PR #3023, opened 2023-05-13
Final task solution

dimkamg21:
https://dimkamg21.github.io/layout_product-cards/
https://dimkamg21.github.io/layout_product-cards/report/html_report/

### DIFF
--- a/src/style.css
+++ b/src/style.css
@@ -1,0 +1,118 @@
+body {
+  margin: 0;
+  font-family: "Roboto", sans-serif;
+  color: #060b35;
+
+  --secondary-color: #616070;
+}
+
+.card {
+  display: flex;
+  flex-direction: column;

● ● ● ● ● ● ●

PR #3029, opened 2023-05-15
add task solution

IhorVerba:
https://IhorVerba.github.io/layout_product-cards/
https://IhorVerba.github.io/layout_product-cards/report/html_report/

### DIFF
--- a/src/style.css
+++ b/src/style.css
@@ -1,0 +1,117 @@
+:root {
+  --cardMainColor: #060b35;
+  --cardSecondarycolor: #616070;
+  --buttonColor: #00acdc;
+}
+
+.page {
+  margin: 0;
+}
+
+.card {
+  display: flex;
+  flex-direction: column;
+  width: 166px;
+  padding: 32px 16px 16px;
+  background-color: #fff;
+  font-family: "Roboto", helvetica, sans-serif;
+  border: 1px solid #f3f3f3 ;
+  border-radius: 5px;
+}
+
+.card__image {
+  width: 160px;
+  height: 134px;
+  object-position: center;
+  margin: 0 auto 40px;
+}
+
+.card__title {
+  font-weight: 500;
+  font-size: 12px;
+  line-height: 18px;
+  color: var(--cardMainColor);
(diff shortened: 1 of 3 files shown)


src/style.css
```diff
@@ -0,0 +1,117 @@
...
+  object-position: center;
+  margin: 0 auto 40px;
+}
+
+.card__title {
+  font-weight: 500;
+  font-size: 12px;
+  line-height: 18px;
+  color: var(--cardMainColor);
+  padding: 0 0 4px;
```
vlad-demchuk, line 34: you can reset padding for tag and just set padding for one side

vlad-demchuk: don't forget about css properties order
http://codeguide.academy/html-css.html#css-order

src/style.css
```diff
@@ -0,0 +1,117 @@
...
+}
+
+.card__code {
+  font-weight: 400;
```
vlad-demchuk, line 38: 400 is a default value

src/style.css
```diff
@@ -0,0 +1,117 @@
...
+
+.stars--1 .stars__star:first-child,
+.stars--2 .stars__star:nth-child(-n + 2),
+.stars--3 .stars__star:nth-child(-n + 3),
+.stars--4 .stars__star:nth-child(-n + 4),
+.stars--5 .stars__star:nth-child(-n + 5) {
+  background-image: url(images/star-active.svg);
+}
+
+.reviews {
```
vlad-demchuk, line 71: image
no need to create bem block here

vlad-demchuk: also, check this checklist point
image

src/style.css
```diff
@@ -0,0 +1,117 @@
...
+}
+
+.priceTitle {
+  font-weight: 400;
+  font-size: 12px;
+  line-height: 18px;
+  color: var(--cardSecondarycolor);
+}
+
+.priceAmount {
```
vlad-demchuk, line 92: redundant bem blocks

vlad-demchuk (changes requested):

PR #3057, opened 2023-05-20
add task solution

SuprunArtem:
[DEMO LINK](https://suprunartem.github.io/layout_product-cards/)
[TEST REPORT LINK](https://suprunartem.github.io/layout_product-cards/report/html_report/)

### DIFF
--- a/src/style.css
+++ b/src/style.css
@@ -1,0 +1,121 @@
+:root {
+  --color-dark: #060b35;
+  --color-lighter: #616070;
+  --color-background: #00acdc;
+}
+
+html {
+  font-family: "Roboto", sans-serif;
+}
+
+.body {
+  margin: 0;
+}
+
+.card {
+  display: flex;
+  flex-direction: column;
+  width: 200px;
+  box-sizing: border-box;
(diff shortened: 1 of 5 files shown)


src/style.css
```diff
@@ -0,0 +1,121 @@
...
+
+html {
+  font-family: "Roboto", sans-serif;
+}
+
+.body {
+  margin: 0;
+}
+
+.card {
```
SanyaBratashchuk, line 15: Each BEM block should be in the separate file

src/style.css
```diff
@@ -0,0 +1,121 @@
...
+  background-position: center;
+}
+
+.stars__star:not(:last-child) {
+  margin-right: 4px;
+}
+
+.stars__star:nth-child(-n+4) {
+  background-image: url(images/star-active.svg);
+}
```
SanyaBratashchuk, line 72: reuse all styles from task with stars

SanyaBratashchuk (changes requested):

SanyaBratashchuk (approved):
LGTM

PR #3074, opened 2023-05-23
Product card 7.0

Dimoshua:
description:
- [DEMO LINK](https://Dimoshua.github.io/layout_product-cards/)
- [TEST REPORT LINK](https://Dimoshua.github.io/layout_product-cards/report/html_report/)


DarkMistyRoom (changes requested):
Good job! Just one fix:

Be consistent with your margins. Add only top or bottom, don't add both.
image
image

● ● ● ● ● ● ●

=== Requirement ===
Using the entries above, extract exactly the span from the line with "- [DEMO LINK](https://Dimoshua.github.io/layout_product-cards/)" to the line with "Good job! Just", both lines included; leave out everything else.

=== Written solution ===
- [DEMO LINK](https://Dimoshua.github.io/layout_product-cards/)
- [TEST REPORT LINK](https://Dimoshua.github.io/layout_product-cards/report/html_report/)


DarkMistyRoom (changes requested):
Good job! Just one fix:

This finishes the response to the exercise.